** The records **
*-*-*
PR #504, opened 2026-03-31
fix: use server-side apply in RU e2e tests

### LINKED ISSUE #503: [BUG] Flaky E2E rolling update tests due to PCS update conflict race
### What happened?

`Test_RU12_RollingUpdateWithPCSScaleInDuringUpdate` intermittently fails in CI with:

```
Failed to trigger rolling update on pc-c: Operation cannot be fulfilled on
podcliquesets.grove.io "workload1": the object has been modified; please apply
your changes to the latest version and try again
```

`triggerPodCliqueRollingUpdate` calls GET → modify → UPDATE sequentially for pc-a, pc-b, pc-c. After the first update, the grove controller reconciles and writes back to the PCS, changing its `resourceVersion`. The next update conflicts and `RetryOnConflict` (5 retries × 10ms) cannot recover.

Failures confirmed across multiple branches:
- `erez/chore/update-kai-version`: runs 23736130190, 23480636572
- `crd-upgrader-impl`: runs 23756654965, 23747858360, 23445539025

Not reproducible locally — CI DinD with CPU throttling causes bursty controller reconciliation that widens the conflict window.

Rolling update tests should pass reliably in CI regardless of controller reconciliation timing.

### Environment

- CI runners: `prod-grove-e2e-v1` (Docker-in-Docker with CPU limits)
- Cluster: k3d with 30 KWOK nodes (default e2e preset)
- Kubernetes: k3s v1.34.2

enoodle:
#### What type of PR is this?
/kind bug
/kind api

Use server-side apply in rolling updates e2e to fix flaky tests

Fixes #503

This updates the API of PCS to the field PodCliqueSetTemplateSpec.Cliques a map interpretation. It had no list-type annotation (defaults to atomic — the whole array is replaced on merge). Added +listType=map
   +listMapKey=name to match how containers and env are already annotated. Non-breaking for existing clients.


operator/e2e/tests/update/utils.go
```diff
@@ -244,60 +245,45 @@ func verifyPodsStillPresent(tc tests.TestContext, expectedPods map[string]bool)
...
 		pcs.Spec.UpdateStrategy.Type = strategyType
 
-		updatedUnstructured, err := tests.ConvertTypedToUnstructured(&pcs)
-		if err != nil {
-			return fmt.Errorf("failed to convert to unstructured: %w", err)
-		}
-
-		_, err = tc.DynamicClient.Resource(utils.PodCliqueSetGVR).Namespace(tc.Namespace).Update(tc.Ctx, updatedUnstructured, metav1.UpdateOptions{})
-		return err
+		return tc.CRClient.Patch(tc.Ctx, &pcs, client.Apply, client.FieldOwner("e2e-rolling-update-test"), client.ForceOwnership)
```
Ronkahn21, line 262: use Apply instead Patch for clarity  

```suggestion
		return tc.CRClient.Apply(...)
```

operator/e2e/tests/update/utils.go
```diff
@@ -244,60 +245,45 @@ func verifyPodsStillPresent(tc tests.TestContext, expectedPods map[string]bool)
...
 		var pcs grovev1alpha1.PodCliqueSet
-		err = utils.ConvertUnstructuredToTyped(unstructuredPCS.Object, &pcs)
-		if err != nil {
-			return fmt.Errorf("failed to convert to PodCliqueSet: %w", err)
+		if err := tc.CRClient.Get(tc.Ctx, types.NamespacedName{Name: pcsName, Namespace: tc.Namespace}, &pcs); err != nil {
+			return fmt.Errorf("failed to get PodCliqueSet: %w", err)
 		}
+		pcs.SetGroupVersionKind(grovev1alpha1.SchemeGroupVersion.WithKind("PodCliqueSet"))
+		pcs.SetManagedFields(nil)
+		pcs.SetResourceVersion("")
```
Ronkahn21, line 279: Can you explain this? why it is required, any maybe need to be util

operator/e2e/tests/update/utils.go
enoodle: @Ronkahn21 Currently I can't because we don't generate the classes for that. Do we want to generate the ApplyConfigurations just for tests ?

operator/e2e/tests/update/utils.go
enoodle: @Ronkahn21 Some tests only pass with this. It was suggested by Claude as a way to mitigate an issue where for example "Test_RU9_RollingUpdateAllPodCliques" kept failing. I am trying to understand why exactly this test keeps failing when removing this, because there is no documentation about this field..

operator/e2e/tests/update/utils.go
Ronkahn21: we should move to SSA in general, but for now lets not introduce it right now.
so lets keep it like with patch

operator/e2e/tests/update/utils.go
Ronkahn21: the MangedFields nil is for field ownership in SSA but the the other two  I am not sure why.
Can you research the affect before comiting them to the repo ?

enoodle: @Ronkahn21 I didn't get to do much research yet, but they make a lot of sense from Update/Patch perspective:
ResourceVersion - When you patch an object you don't want to create a patch to the previous resource version in case the object was indeed updated after we got it from the API.
Group and Kind - This is a very common mismatch that happens with the controller-runtime client - it doesn't set them when reading objects from cache. after minimal research I found for example that the fake client was update for example to mimic this behavior: https://github.com/kubernetes-sigs/controller-runtime/issues/3302

Usually with tests code I just relay on my experience and research less each line as long as the test behave as expected, I feel this is a necessary trade off today when AI generates a lot of test code.

Ronkahn21: I understand what are you saying, but I never needed to set the GVK or change the resource version when I Used patch in Controller runtime client (before SSA), I was wonder why it needed now with SSA.

it look weird and forcefully to work this is why I was wonder

danbar2 (approved):

PR #516, opened 2026-04-07
operator: add Volcano scheduler backend support for gang scheduling

### LINKED ISSUE #395: ☂️ Grove Scheduling Framework

This is an umbrella issue to track all work related to Grove's scheduling framework

### Why is this needed?

Grove has a scheduler API and re-targetable scheduler backend to ensure it can interoperate with multiple schedulers.

xianlubird:
Introduce a new `volcano` scheduler backend in the operator scheduler framework and wire it through configuration, validation, scheme registration, backend manager selection, RBAC, and generated API reference docs.

This change adds Volcano PodGroup synchronization from Grove PodGang resources, prepares Pods with `schedulerName=volcano` plus the official Volcano group annotation, defaults and validates Volcano-specific queue config, upgrades the Volcano API dependency to v1.13.2, and documents the new scheduler profile in the generated operator API reference and chart values example.

The initial Volcano integration intentionally supports gang scheduling only and rejects topology-aware scheduling constraints.

#### What type of PR is this?

/kind feature
/kind api

This PR adds initial Volcano gang scheduling support to Grove operator.

It introduces a new `volcano` scheduler backend that:
- syncs Grove `PodGang` to Volcano `PodGroup`
- prepares Pods with `schedulerName: volcano`
- writes the official Volcano pod group annotation `scheduling.k8s.io/group-name`
- supports Volcano queue config defaulting and validation
- adds the required Volcano API scheme registration and RBAC

Current scope:
- supports gang scheduling
- does not support topology-aware scheduling
- explicitly rejects `topologyConstraint` when the Volcano backend is selected

Fixes #395


operator/api/config/v1alpha1/types.go
```diff
@@ -108,6 +112,14 @@ type KubeSchedulerConfig struct {
 	GangScheduling bool `json:"gangScheduling,omitempty"`
 }
 
+// VolcanoSchedulerConfiguration defines the configuration for the Volcano backend.
+type VolcanoSchedulerConfiguration struct {
+	// Queue is the Volcano queue name to associate with PodGroups created by Grove.
+	// If unset, defaulting uses "default".
+	// +optional
+	Queue string `json:"queue,omitempty"`
```
kangclzjc: Does that means we only support on `Queue`，what if use have multiple Queues defined in their system?

operator/internal/scheduler/volcano/backend.go
```diff
@@ -0,0 +1,155 @@
...
+		return
+	}
+	if pod.Annotations == nil {
+		pod.Annotations = map[string]string{}
+	}
+	pod.Annotations[volcanov1beta1.VolcanoGroupNameAnnotationKey] = podGangName
+	pod.Annotations[volcanov1beta1.KubeGroupNameAnnotationKey] = podGangName
+}
+
+func (b *schedulerBackend) ValidatePodCliqueSet(_ context.Context, pcs *grovecorev1alpha1.PodCliqueSet) error {
```
kangclzjc: Should we also validate Queues here, what if user specify a invalid Queue ?

operator/internal/scheduler/volcano/backend.go
```diff
@@ -0,0 +1,155 @@
...
+		}
+		for key, value := range podGang.Labels {
+			podGroup.Labels[key] = value
+		}
+
+		if err := controllerutil.SetControllerReference(podGang, podGroup, b.scheme); err != nil {
+			return err
+		}
+
+		podGroup.Spec.MinMember = minMemberForPodGang(podGang)
```
kangclzjc: In volcano, it seems that from 1.13 it should support subgroup which will fully support hierarchy gang, could you please also support this ?

operator/api/config/v1alpha1/types.go
xianlubird: Done

operator/internal/scheduler/volcano/backend.go
xianlubird: Done

operator/internal/scheduler/volcano/backend.go
xianlubird: As noted in the community discussion:

_**Since v1.14.0, Volcano has provided a secondary grouping capability supporting subgroup-level gang scheduling.**_

Based on this, subgroup-level gang scheduling is only supported starting from Volcano v1.14.

For now, we should evaluate this feature further and consider adopting it after it becomes more stable and production-ready.

docs/proposals/376-volcano-scheduler-backend/README.md
```diff
@@ -0,0 +1,335 @@
...
+    scheduling.grove.io/volcano-queue: gpu-training
+spec:
+  roleName: worker
+  replicas: 2
+  podSpec:
+    schedulerName: volcano
+    containers:
+      - name: main
+        image: busybox:1.36
+        command: ["sh", "-c", "sleep 3600"]
```
kangclzjc, line 266: It seems that we don't support use PodClique without PCS?

docs/proposals/376-volcano-scheduler-backend/README.md
```diff
@@ -0,0 +1,335 @@
...
+- verify admission rejects the request
+
+## Future Work
+
+Potential follow-up work includes:
+
+- Volcano topology-aware scheduling support
+- richer PodGroup status integration
+- optional queue existence checks during initialization
+- additional end-to-end coverage in automated CI
```
kangclzjc: Maybe also add Volcano sub podgroup support from 1.14

operator/internal/controller/podcliqueset/components/podclique/podclique.go
```diff
@@ -329,6 +333,14 @@ func (r _resource) buildResource(logger logr.Logger, pclq *grovecorev1alpha1.Pod
 	return nil
 }
 
+func mergedPodCliqueAnnotations(pcsAnnotations, cliqueAnnotations map[string]string) map[string]string {
+	annotations := lo.Assign(map[string]string{}, cliqueAnnotations)
+	if queue := strings.TrimSpace(pcsAnnotations[volcanoscheduler.QueueAnnotationKey]); queue != "" {
+		annotations[volcanoscheduler.QueueAnnotationKey] = queue
```
kangclzjc: it seems that you're override pclq's annotation with pcs's annotation, shouldn't that be reverse?

docs/proposals/376-volcano-scheduler-backend/README.md
xianlubird: No, actually this example only uses PodClique without PCS.

operator/internal/controller/podcliqueset/components/podgang/podgang.go
```diff
@@ -140,6 +142,21 @@ func (r _resource) buildResource(pcs *grovecorev1alpha1.PodCliqueSet, pgi *podGa
 		}
 		pg.Annotations[apicommonconstants.AnnotationTopologyName] = grovecorev1alpha1.DefaultClusterTopologyName
 	}
+	if getSchedulerNameForPCS(pcs) == string(configv1alpha1.SchedulerNameVolcano) {
```
kangclzjc: Could this part be moved to SyncPodGang?

operator/internal/scheduler/volcano/queue.go
```diff
@@ -0,0 +1,106 @@
...
+		return nil
+	}
+
+	queueName := strings.TrimSpace(queue)
+	if queueName == "" {
+		queueName = DefaultQueue
+	}
+
+	volcanoQueue := &volcanov1beta1.Queue{}
+	if err := k8sClient.Get(ctx, types.NamespacedName{Name: queueName}, volcanoQueue); err != nil {
```
kangclzjc: Should we validate Volcano Queue in grove? Actually I'm not sure. We can keep it, may need @sanjaychatterjee and @unmarshall to give some suggestions.

operator/internal/controller/podcliqueset/components/podclique/podclique.go
xianlubird: Done

docs/proposals/376-volcano-scheduler-backend/README.md
xianlubird: Done

operator/internal/controller/podcliqueset/components/podgang/podgang.go
xianlubird: Done

xianlubird:
@sanjaychatterjee  @enoodle @danbar2 @unmarshall  This code is implement for PR https://github.com/ai-dynamo/grove/pull/560 ,pls feel free to review

operator/internal/controller/podcliquescalinggroup/components/podclique/podclique.go
```diff
@@ -316,7 +316,7 @@ func (r _resource) buildResource(logger logr.Logger, pcs *grovecorev1alpha1.PodC
 	podGangName := apicommon.GeneratePodGangNameForPodCliqueOwnedByPCSG(pcs, pcsReplicaIndex, pcsg, pcsgReplicaIndex)
 
 	pclq.Labels = getLabels(pcs, pcsReplicaIndex, pcsg, pcsgReplicaIndex, pclqObjectKey, pclqTemplateSpec, podGangName)
-	pclq.Annotations = maps.Clone(pclqTemplateSpec.Annotations)
+	pclq.Annotations = volcanoscheduler.MergePodCliqueAnnotations(pcs.Annotations, pclqTemplateSpec.Annotations)
```
sanjaychatterjee: Can we avoid adding Volcano dependency in the controller?

operator/internal/controller/podcliqueset/components/podclique/podclique.go
```diff
@@ -308,8 +308,11 @@ func (r _resource) buildResource(logger logr.Logger, pclq *grovecorev1alpha1.Pod
 	// Add finalizer at creation so PCLQ controller does not need a separate PATCH on first reconcile.
 	controllerutil.AddFinalizer(pclq, apiconstants.FinalizerPodClique)
 	pclq.Labels = getLabels(pcs, pcsReplica, pclqObjectKey, pclqTemplateSpec, apicommon.GeneratePodGangNameForPodCliqueOwnedByPodCliqueSet(pcs, pcsReplica))
-	pclq.Annotations = maps.Clone(pclqTemplateSpec.Annotations)
+	pclq.Annotations = volcanoscheduler.MergePodCliqueAnnotations(pcs.Annotations, pclqTemplateSpec.Annotations)
```
sanjaychatterjee: Can we avoid adding Volcano dependency in the controller?

operator/internal/scheduler/volcano/queue.go
sanjaychatterjee: @kangclzjc Can you please work with @xianlubird to please add a backend interface for scheduler specific validations?

operator/internal/webhook/admission/pcs/validation/podcliqueset.go
```diff
@@ -274,6 +279,73 @@ func (v *pcsValidator) validatePodCliqueTemplates(fldPath *field.Path) ([]string
...
+	if len(schedulerNames) == 0 {
+		return defaultSchedulerName
+	}
+	if schedulerNames[0] == "" {
+		return defaultSchedulerName
+	}
+	return schedulerNames[0]
+}
+
+func (v *pcsValidator) validateVolcanoQueueAnnotations() field.ErrorList {
```
sanjaychatterjee: Can we move all scheduler specific validations into the backend? We should introduce a scheduler validation interface if needed. cc @kangclzjc

sanjaychatterjee (changes requested):

operator/api/config/v1alpha1/types.go
```diff
@@ -58,19 +58,22 @@ const (
...
 )
 
 // SchedulerConfiguration configures scheduler profiles and which is the default.
 type SchedulerConfiguration struct {
 	// Profiles is the list of scheduler profiles. Each profile has a backend name and an optional config.
 	// The default-scheduler backend is always enabled to ensure that the kubernetes default scheduler is always enabled and supported.
 	// Use profile name "default-scheduler" to configure or set it as default.
-	// Valid profile names: "default-scheduler", "kai-scheduler". Use defaultProfileName to designate the default backend.
+	// Valid profile names: "default-scheduler", "kai-scheduler", "volcano". Use defaultProfileName to designate the default backend.
+	// The Volcano backend supports gang scheduling via Volcano PodGroup and currently rejects topology-aware scheduling constraints.
```
unmarshall: the doc-string should not mention volcano and the comment is semantically not the correct place. This field only captures all supported scheduler profiles. I would recommend that you remove this comment.

operator/api/config/validation/validation_test.go
```diff
@@ -310,16 +321,15 @@ func TestValidateSchedulerConfiguration(t *testing.T) {
 		},
 		// unsupported profile name
 		{
-			name: "invalid: unsupported profile name",
```
unmarshall, line 313: this is a valid test case, instead of overwriting this just change the name of the scheduler to some made-up name which grove will never support. Add a test case for volcano has one of the supported schedulers.

Something like the following:
```go
{
      name: "invalid: unsupported profile name",
      scheduler: &configv1alpha1.SchedulerConfiguration{
          Profiles: []configv1alpha1.SchedulerProfile{
              {Name: configv1alpha1.SchedulerName("unknown-scheduler")},
              {Name: configv1alpha1.SchedulerNameKube},
          },
          DefaultProfileName: "unknown-scheduler",
      },
      expectErrors:   2,
      expectedFields: []string{"scheduler.profiles[0].name", "scheduler.defaultProfileName"},
      expectedTypes:  []field.ErrorType{field.ErrorTypeNotSupported, field.ErrorTypeInvalid},
  },

  Without it, a regression that loosens the IsSupportedSchedulerName check (or breaks the NotSupported field error emission entirely) could slip through this test file unnoticed.
```

operator/charts/templates/clusterrole.yaml
```diff
@@ -165,6 +165,26 @@ rules:
   - get
   - list
   - watch
+- apiGroups:
```
unmarshall, line 171: I think you have followed what has been done for KAI scheduler but that is not a recommended approach. Cluster roles should be assigned with the principle of least privilege. If Grove is deployed without enabling `Volcano` or `KAI` then even if these schedulers have been deployed, Grove must not be granted cluster wide privileges for custom resources that each of these schedulers define.

I did not get to review the KAI scheduler specific PR, but lets not repeat that mistake for Volcano. In a separate PR we can add similar guards for KAI scheduler backend as well.

in `values.yaml` you already have `config.scheduler.profiles` we use that to put a guard.

Something like the following:
```yaml
{{- if has "volcano" (pluck "name" .Values.config.scheduler.profiles | compact) }}
  - apiGroups:
    - scheduling.volcano.sh
    resources: [podgroups]
    verbs: [create, get, list, watch, patch, update, delete]
  - apiGroups:
    - scheduling.volcano.sh
    resources: [queues]
    verbs: [get, list, watch]
  {{- end }}
```

operator/charts/values.yaml
```diff
@@ -89,11 +89,17 @@ config:
     podCliqueScalingGroup:
       concurrentSyncs: 3
   # Scheduler configures which scheduler backends are active. default-scheduler is always available.
+  # Supported profile names are default-scheduler, kai-scheduler, and volcano.
+  # The volcano backend supports gang scheduling via PodGroup and currently rejects topology-aware scheduling constraints.
```
unmarshall: please remove this comment. Not the right place to put it.

operator/charts/values.yaml
```diff
@@ -89,11 +89,17 @@ config:
...
   # List profiles to enable backends; set defaultProfileName to the profile that is the default backend.
+  # Volcano queue selection is workload-scoped, not scheduler-profile-scoped.
```
unmarshall: remove this comment from here.

operator/charts/values.yaml
```diff
@@ -89,11 +89,17 @@ config:
...
+  # Use metadata.annotations["scheduling.grove.io/volcano-queue"] on PodCliqueSet or PodClique.
```
unmarshall: remove this comment from here.

operator/charts/values.yaml
```diff
@@ -89,11 +89,17 @@ config:
...
+  # If unset, the effective Volcano queue defaults to "default".
```
unmarshall: remove this comment from here.

operator/internal/controller/podcliquescalinggroup/components/podclique/podclique.go
unmarshall: Yes i agree. Controllers should not directly call functions that are defined in the scheduler/<specific-scheduler> packages for several reasons:

1. It establishes a wrong precedent as other scheduler backends added later will follow this precedent and soon the controller will break the Backend abstraction across schedulers.
2. The controller is now coupled to Volcano even when volcano is not amongst the active scheduler backends. Every PCS reconcile calls `volcanoscheduler.MergePodCliqueAnnotations`.

If you look at the `PodGang` component in the podcliqueset reconciler then you will see that labels and annotations that are set in PodCliqueSet.Labels/Annotations are mirrored onto the PodGang resources. See [here](https://github.com/ai-dynamo/grove/blob/b3a10ef0628b8a78541c504db0cc7d44312c029c/operator/internal/controller/podcliqueset/components/podgang/podgang.go#L137-L145).

What this means is that the PodGang resource will already have the queue annotation set on it.
This also means that:

- You can remove `MergePodCliqueAnnotations` entirely.
- You can remove resolveQueueForPodGang's PodClique fetch loop. In SyncPodGang, read podGang.Annotations[QueueAnnotationKey] directly. If unset, fall back to DefaultQueue. The PodGang already carries the annotation thanks to existing mirrorPCSMetadata behavior.
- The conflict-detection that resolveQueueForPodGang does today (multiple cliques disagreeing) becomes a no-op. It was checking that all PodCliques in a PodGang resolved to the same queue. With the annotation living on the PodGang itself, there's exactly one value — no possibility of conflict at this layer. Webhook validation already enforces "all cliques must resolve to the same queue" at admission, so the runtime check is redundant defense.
*-*-*
** Requirement **
Would you print exactly the lines from the first line of the entries above through the line that has "This updates the", both included, and stop there?

** Response box **
PR #504, opened 2026-03-31
fix: use server-side apply in RU e2e tests

### LINKED ISSUE #503: [BUG] Flaky E2E rolling update tests due to PCS update conflict race
### What happened?

`Test_RU12_RollingUpdateWithPCSScaleInDuringUpdate` intermittently fails in CI with:

```
Failed to trigger rolling update on pc-c: Operation cannot be fulfilled on
podcliquesets.grove.io "workload1": the object has been modified; please apply
your changes to the latest version and try again
```

`triggerPodCliqueRollingUpdate` calls GET → modify → UPDATE sequentially for pc-a, pc-b, pc-c. After the first update, the grove controller reconciles and writes back to the PCS, changing its `resourceVersion`. The next update conflicts and `RetryOnConflict` (5 retries × 10ms) cannot recover.

Failures confirmed across multiple branches:
- `erez/chore/update-kai-version`: runs 23736130190, 23480636572
- `crd-upgrader-impl`: runs 23756654965, 23747858360, 23445539025

Not reproducible locally — CI DinD with CPU throttling causes bursty controller reconciliation that widens the conflict window.

Rolling update tests should pass reliably in CI regardless of controller reconciliation timing.

### Environment

- CI runners: `prod-grove-e2e-v1` (Docker-in-Docker with CPU limits)
- Cluster: k3d with 30 KWOK nodes (default e2e preset)
- Kubernetes: k3s v1.34.2

enoodle:
#### What type of PR is this?
/kind bug
/kind api

Use server-side apply in rolling updates e2e to fix flaky tests

Fixes #503

This updates the API of PCS to the field PodCliqueSetTemplateSpec.Cliques a map interpretation. It had no list-type annotation (defaults to atomic — the whole array is replaced on merge). Added +listType=map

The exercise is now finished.